- _INSTRUCTIONS TO FOLLOW_: Report every line from the following entries that contains the string "other".
------------------------
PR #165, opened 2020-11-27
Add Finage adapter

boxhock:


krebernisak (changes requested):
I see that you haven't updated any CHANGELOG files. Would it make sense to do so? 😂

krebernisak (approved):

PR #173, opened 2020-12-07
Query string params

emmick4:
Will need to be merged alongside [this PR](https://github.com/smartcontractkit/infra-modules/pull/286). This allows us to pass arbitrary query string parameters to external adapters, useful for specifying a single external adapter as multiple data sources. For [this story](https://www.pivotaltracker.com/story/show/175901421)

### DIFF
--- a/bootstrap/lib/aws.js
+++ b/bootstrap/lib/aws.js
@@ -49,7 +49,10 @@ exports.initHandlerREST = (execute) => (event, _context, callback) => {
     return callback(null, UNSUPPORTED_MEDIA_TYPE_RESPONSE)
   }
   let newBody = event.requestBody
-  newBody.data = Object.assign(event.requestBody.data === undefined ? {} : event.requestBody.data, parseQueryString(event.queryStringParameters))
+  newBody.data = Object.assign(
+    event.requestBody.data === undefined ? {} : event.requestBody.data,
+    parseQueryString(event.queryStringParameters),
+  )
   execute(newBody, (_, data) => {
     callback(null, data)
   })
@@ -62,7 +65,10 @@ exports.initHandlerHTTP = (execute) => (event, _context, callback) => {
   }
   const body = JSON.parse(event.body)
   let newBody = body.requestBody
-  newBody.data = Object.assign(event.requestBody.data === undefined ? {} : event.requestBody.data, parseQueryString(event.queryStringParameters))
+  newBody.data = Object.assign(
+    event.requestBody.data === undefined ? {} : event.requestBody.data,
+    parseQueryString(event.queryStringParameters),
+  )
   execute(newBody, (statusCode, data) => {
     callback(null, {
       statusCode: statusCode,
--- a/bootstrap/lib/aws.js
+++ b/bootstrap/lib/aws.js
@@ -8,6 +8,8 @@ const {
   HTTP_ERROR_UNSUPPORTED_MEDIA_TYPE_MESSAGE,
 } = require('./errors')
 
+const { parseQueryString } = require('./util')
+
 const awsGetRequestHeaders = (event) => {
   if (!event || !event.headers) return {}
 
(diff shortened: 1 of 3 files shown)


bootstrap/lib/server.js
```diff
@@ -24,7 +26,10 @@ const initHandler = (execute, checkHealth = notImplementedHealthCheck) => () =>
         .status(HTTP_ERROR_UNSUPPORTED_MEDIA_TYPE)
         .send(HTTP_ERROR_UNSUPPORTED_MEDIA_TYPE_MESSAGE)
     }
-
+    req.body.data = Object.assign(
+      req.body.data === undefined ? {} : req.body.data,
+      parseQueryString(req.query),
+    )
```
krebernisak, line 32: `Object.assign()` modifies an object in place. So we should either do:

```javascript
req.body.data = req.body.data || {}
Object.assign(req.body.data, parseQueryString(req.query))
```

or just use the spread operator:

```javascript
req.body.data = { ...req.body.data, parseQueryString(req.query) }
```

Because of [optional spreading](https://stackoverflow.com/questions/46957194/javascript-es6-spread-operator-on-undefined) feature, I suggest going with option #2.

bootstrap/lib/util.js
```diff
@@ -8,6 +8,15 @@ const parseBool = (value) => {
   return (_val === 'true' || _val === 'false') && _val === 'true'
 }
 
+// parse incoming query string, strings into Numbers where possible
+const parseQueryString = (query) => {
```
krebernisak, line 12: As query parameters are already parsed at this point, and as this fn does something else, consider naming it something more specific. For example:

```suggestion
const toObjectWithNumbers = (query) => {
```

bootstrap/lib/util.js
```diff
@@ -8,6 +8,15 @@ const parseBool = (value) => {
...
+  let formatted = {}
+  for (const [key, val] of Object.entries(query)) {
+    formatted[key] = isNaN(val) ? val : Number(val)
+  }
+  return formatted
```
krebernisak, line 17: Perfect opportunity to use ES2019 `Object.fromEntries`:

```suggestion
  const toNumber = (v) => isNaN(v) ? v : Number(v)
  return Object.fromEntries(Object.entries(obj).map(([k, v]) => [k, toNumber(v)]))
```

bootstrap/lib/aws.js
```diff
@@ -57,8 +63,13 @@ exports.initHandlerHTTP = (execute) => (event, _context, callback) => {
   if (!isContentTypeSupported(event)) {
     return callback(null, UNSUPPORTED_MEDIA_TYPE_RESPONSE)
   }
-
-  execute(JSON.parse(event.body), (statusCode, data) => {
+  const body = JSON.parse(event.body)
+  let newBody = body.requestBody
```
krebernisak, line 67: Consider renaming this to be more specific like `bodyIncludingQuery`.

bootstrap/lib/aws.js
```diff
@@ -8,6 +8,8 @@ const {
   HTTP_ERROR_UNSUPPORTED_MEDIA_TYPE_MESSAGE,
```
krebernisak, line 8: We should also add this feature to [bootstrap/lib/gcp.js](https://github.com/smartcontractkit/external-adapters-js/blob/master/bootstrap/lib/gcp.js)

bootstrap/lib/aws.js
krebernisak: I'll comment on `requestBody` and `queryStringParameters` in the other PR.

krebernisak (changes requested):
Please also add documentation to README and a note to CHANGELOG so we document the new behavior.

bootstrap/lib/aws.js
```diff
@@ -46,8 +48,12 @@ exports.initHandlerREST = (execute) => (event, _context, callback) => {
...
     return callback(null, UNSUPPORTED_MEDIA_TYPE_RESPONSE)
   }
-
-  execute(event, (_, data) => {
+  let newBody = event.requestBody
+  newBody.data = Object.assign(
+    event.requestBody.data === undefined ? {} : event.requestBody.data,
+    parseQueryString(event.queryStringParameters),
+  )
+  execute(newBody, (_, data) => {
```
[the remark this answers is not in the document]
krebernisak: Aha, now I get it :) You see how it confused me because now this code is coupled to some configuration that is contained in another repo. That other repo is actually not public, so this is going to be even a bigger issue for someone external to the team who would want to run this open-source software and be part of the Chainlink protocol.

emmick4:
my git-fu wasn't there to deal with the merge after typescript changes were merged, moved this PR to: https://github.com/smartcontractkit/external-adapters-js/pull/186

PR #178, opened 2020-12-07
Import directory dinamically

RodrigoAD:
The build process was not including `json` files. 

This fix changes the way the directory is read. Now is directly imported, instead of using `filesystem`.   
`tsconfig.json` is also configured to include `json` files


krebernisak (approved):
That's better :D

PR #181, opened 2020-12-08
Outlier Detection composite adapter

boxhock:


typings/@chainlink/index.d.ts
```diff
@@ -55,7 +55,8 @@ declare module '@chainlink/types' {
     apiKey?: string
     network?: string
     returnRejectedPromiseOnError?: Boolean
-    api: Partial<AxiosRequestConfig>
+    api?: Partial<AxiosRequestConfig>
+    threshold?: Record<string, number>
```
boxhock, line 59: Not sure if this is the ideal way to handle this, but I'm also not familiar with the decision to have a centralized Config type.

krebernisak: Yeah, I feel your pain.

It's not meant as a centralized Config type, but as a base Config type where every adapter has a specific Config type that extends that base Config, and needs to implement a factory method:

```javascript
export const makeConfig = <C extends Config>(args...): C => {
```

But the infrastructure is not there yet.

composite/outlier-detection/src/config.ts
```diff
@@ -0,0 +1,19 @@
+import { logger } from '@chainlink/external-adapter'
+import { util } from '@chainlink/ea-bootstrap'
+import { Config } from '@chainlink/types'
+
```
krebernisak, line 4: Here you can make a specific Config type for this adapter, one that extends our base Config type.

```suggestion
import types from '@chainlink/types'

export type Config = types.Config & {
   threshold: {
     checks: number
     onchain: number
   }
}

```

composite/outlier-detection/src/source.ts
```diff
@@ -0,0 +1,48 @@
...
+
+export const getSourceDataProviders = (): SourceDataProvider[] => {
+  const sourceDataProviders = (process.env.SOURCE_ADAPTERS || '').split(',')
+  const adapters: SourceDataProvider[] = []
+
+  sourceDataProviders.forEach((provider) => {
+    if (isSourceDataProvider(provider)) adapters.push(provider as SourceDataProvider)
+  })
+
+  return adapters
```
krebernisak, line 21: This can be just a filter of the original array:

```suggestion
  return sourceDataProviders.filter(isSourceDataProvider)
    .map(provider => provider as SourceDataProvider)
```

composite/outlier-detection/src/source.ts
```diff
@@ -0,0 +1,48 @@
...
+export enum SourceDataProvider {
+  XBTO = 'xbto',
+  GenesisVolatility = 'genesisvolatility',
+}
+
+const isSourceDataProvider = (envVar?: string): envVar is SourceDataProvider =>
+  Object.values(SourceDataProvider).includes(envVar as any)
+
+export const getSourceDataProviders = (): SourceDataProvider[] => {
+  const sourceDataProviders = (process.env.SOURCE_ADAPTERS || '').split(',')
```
------------------------
- _FINISHED EXERCISE_:
krebernisak: I'll comment on `requestBody` and `queryStringParameters` in the other PR.
krebernisak: Aha, now I get it :) You see how it confused me because now this code is coupled to some configuration that is contained in another repo. That other repo is actually not public, so this is going to be even a bigger issue for someone external to the team who would want to run this open-source software and be part of the Chainlink protocol.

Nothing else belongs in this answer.